* **Extracted records**

• • •

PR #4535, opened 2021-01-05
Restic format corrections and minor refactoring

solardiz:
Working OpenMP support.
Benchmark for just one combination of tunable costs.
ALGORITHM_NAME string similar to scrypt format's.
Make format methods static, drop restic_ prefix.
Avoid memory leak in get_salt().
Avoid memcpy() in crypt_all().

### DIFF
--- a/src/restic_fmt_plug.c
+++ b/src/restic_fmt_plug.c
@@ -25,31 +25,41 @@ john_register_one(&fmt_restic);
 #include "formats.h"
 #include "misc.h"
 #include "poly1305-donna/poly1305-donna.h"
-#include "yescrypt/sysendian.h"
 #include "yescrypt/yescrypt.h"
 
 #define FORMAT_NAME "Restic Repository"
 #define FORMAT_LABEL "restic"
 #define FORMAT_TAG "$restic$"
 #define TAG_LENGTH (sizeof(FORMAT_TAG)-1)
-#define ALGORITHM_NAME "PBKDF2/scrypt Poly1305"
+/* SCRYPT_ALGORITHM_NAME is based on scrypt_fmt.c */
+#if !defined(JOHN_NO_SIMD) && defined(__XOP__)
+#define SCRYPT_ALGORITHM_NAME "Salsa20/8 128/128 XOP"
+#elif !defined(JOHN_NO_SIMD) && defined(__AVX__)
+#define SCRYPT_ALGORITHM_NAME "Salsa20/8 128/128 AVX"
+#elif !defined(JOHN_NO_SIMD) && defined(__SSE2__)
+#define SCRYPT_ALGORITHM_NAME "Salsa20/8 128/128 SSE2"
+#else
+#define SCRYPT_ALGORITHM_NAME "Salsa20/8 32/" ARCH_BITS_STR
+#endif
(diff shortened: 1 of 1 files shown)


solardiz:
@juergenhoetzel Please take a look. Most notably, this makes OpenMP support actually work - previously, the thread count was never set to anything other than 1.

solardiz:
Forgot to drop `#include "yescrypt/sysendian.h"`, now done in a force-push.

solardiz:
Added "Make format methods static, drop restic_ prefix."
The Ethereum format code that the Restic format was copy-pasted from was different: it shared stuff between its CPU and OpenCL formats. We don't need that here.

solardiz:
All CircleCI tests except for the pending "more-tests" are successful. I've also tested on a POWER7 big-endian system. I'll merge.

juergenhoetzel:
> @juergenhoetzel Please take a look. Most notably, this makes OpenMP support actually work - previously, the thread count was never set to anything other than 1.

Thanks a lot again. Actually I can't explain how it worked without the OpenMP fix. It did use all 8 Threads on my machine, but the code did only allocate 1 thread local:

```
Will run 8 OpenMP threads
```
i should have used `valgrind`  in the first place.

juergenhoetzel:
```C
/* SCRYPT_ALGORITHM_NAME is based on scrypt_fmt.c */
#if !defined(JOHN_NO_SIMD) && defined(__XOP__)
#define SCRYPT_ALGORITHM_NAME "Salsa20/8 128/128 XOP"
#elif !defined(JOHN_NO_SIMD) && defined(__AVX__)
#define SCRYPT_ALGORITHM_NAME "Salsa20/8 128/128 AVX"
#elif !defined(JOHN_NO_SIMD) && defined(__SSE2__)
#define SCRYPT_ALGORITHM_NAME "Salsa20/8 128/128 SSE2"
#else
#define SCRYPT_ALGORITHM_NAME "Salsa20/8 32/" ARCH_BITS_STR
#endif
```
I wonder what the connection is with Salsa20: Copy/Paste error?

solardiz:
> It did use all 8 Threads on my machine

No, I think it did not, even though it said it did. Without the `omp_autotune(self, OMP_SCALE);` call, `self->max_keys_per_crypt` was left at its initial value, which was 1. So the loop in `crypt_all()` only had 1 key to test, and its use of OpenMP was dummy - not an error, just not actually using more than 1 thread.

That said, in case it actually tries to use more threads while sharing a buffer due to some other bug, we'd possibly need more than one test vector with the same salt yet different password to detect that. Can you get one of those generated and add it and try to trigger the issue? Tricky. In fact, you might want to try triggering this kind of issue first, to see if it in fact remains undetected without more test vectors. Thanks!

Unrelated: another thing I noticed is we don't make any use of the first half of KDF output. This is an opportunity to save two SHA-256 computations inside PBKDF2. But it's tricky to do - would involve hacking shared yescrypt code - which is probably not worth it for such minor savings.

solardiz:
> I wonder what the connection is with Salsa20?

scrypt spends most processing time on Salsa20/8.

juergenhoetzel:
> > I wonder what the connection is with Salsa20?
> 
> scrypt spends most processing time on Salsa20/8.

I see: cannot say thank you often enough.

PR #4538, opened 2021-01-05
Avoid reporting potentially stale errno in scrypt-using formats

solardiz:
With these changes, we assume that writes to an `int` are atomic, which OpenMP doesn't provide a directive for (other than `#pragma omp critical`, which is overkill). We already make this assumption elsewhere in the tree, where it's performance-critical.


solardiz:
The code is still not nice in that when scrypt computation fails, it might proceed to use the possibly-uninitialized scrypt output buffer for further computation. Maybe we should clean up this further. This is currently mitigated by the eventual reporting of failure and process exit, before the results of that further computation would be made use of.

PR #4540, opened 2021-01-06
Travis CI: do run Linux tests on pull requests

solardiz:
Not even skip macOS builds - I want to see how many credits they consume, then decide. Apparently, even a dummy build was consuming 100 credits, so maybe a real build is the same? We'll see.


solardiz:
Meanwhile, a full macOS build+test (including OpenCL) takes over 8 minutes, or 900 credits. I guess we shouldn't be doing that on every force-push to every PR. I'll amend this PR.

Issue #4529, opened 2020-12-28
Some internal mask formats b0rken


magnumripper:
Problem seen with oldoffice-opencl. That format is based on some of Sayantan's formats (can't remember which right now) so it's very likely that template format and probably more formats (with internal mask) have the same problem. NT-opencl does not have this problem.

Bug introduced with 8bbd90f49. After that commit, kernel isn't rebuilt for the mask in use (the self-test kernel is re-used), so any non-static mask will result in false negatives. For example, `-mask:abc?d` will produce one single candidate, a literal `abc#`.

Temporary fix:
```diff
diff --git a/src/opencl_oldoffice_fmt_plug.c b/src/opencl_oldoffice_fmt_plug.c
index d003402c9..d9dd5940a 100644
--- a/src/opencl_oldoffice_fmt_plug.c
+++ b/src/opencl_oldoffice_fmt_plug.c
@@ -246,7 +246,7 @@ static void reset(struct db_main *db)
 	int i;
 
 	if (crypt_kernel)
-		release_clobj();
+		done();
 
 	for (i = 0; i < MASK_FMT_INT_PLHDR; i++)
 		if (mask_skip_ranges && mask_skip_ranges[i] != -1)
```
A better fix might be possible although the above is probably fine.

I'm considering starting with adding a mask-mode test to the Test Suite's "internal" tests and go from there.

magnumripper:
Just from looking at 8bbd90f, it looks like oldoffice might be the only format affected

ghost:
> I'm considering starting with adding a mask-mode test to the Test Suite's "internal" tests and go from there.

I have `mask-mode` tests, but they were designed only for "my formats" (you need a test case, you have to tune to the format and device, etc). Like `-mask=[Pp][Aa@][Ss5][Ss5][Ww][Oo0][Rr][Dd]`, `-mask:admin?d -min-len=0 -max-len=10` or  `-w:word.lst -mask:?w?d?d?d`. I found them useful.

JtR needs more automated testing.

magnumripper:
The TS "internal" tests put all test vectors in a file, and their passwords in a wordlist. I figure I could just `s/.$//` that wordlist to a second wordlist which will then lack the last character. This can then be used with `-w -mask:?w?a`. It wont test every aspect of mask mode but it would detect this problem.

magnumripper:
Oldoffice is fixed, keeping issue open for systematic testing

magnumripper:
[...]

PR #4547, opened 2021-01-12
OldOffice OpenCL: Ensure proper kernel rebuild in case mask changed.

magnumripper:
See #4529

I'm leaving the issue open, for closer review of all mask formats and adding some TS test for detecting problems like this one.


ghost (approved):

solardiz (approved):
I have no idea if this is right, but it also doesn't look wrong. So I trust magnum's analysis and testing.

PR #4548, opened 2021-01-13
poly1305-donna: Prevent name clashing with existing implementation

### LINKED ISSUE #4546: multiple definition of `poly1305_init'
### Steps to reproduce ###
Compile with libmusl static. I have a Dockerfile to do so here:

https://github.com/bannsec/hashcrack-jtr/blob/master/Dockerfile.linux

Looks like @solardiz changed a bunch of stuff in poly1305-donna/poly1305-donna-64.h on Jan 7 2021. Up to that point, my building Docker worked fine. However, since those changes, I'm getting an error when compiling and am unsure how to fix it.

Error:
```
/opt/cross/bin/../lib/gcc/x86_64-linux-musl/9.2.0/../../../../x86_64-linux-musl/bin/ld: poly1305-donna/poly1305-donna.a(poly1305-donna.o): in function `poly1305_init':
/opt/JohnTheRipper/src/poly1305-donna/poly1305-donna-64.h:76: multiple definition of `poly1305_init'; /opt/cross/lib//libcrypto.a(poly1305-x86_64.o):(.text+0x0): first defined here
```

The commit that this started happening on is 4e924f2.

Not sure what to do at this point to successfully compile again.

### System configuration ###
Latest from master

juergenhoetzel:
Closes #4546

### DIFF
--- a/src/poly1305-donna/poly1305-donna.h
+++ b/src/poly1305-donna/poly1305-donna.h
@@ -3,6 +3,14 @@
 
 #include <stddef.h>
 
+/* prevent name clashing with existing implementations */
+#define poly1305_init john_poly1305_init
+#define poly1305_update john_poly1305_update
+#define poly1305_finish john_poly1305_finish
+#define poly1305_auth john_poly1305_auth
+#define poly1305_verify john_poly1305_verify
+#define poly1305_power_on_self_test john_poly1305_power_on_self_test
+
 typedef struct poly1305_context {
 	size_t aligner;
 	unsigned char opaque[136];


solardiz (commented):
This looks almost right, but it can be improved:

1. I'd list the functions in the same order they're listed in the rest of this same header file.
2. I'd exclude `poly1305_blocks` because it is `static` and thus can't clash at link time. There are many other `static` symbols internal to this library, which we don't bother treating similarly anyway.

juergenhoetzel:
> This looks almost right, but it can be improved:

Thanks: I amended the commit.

• • •

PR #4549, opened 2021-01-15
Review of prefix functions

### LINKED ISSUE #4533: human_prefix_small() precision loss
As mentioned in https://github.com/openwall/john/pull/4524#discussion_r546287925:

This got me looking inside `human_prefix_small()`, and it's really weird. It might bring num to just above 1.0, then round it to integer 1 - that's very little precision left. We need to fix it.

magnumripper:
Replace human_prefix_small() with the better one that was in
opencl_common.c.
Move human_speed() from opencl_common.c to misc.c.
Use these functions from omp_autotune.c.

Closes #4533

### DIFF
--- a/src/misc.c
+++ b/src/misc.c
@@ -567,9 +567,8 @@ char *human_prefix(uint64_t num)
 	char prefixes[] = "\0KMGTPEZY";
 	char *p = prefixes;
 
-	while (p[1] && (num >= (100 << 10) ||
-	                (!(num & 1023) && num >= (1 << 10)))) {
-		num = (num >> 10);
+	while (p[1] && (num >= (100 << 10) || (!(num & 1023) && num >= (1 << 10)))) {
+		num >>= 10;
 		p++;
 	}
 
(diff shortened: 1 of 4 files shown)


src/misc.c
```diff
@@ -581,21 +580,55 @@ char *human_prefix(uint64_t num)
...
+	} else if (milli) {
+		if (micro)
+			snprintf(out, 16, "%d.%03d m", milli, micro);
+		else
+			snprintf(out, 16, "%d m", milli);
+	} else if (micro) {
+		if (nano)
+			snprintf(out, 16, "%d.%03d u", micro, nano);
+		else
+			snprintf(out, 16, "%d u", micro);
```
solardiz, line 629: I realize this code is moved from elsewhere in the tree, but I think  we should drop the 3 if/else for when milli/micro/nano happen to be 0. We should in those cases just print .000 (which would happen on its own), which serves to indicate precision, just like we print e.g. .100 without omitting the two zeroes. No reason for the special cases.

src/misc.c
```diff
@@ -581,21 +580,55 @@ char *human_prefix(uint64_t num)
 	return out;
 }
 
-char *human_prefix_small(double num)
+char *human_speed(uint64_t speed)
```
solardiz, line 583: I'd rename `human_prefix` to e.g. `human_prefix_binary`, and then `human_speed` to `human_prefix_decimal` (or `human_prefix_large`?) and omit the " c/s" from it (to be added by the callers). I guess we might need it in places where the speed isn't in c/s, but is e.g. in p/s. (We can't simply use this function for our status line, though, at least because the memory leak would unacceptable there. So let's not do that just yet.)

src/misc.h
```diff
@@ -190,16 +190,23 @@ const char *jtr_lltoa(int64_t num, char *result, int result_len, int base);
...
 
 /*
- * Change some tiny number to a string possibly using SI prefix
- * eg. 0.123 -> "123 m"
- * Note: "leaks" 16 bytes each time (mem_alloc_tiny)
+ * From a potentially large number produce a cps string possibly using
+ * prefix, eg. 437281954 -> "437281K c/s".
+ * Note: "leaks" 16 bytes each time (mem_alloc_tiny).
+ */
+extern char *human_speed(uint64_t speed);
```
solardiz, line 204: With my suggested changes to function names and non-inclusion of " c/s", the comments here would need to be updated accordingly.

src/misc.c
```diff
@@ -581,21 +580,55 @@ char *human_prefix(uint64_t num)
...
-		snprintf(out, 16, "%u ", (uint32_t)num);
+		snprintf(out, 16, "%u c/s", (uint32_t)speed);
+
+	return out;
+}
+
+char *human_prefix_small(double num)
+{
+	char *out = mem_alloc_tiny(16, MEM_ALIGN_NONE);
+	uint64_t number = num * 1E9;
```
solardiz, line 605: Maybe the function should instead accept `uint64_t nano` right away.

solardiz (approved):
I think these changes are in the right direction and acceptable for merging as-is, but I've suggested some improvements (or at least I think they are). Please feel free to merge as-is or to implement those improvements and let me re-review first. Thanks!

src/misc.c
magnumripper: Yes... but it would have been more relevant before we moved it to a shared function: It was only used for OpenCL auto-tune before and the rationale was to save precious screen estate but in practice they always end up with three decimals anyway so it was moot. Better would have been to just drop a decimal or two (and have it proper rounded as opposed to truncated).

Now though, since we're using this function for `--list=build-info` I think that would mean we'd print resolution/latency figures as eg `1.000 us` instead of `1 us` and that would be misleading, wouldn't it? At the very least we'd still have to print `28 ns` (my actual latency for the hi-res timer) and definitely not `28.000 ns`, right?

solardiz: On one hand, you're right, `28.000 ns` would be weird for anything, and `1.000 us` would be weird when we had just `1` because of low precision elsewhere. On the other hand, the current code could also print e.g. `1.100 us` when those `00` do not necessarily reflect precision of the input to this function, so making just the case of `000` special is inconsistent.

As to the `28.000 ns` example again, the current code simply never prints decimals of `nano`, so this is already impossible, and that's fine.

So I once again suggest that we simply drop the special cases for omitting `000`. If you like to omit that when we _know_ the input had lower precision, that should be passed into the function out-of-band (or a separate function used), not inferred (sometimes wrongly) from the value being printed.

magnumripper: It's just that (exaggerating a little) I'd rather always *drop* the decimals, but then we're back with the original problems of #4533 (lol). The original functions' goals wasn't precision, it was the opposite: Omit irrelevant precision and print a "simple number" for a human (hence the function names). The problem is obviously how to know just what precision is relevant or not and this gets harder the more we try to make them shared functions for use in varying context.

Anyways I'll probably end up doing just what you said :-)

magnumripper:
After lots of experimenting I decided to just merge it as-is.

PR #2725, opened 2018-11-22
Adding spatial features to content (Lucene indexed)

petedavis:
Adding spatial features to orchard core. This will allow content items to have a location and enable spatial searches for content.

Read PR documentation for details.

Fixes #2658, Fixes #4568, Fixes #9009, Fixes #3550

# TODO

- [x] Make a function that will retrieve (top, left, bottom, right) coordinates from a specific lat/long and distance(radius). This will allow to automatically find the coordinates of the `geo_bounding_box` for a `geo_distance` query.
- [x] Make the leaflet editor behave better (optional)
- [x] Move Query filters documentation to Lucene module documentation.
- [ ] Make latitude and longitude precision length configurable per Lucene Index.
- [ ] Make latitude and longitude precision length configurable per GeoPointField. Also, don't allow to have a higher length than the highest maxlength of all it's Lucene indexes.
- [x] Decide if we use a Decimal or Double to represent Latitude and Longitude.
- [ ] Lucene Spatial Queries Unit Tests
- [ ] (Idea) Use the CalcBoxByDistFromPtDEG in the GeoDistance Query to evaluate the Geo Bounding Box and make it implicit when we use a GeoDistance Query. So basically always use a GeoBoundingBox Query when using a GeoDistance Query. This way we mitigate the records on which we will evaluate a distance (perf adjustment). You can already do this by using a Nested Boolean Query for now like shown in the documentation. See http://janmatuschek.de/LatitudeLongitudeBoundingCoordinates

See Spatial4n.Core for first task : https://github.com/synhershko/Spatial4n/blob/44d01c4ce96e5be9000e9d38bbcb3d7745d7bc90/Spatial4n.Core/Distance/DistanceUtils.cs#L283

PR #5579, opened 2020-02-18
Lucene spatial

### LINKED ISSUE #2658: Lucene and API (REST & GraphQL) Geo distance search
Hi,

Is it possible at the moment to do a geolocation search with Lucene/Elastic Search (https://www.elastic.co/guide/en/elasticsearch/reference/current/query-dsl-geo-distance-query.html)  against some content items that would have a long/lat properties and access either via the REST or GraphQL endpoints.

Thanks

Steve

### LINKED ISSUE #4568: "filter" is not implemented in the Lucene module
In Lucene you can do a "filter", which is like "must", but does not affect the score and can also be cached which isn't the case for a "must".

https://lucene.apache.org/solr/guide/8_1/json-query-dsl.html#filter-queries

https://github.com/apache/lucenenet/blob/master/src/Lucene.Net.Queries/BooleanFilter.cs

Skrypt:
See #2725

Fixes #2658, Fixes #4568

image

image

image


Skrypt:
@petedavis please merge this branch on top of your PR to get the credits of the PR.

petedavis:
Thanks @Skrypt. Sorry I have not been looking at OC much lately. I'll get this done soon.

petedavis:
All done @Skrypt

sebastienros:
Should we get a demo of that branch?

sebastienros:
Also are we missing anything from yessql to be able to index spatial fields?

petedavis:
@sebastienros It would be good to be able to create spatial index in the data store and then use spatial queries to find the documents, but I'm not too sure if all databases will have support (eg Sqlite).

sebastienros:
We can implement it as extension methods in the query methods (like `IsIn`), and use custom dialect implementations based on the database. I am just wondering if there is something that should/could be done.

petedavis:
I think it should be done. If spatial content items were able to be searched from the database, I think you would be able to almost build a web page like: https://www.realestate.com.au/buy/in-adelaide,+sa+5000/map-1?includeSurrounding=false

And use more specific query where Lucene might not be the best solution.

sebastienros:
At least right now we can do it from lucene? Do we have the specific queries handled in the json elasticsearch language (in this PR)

• • •

* **Exercise**
Only lines with the word "doesn" are needed. Copy them from the preceding records.

* **Task result**
With these changes, we assume that writes to an `int` are atomic, which OpenMP doesn't provide a directive for (other than `#pragma omp critical`, which is overkill). We already make this assumption elsewhere in the tree, where it's performance-critical.
I have no idea if this is right, but it also doesn't look wrong. So I trust magnum's analysis and testing.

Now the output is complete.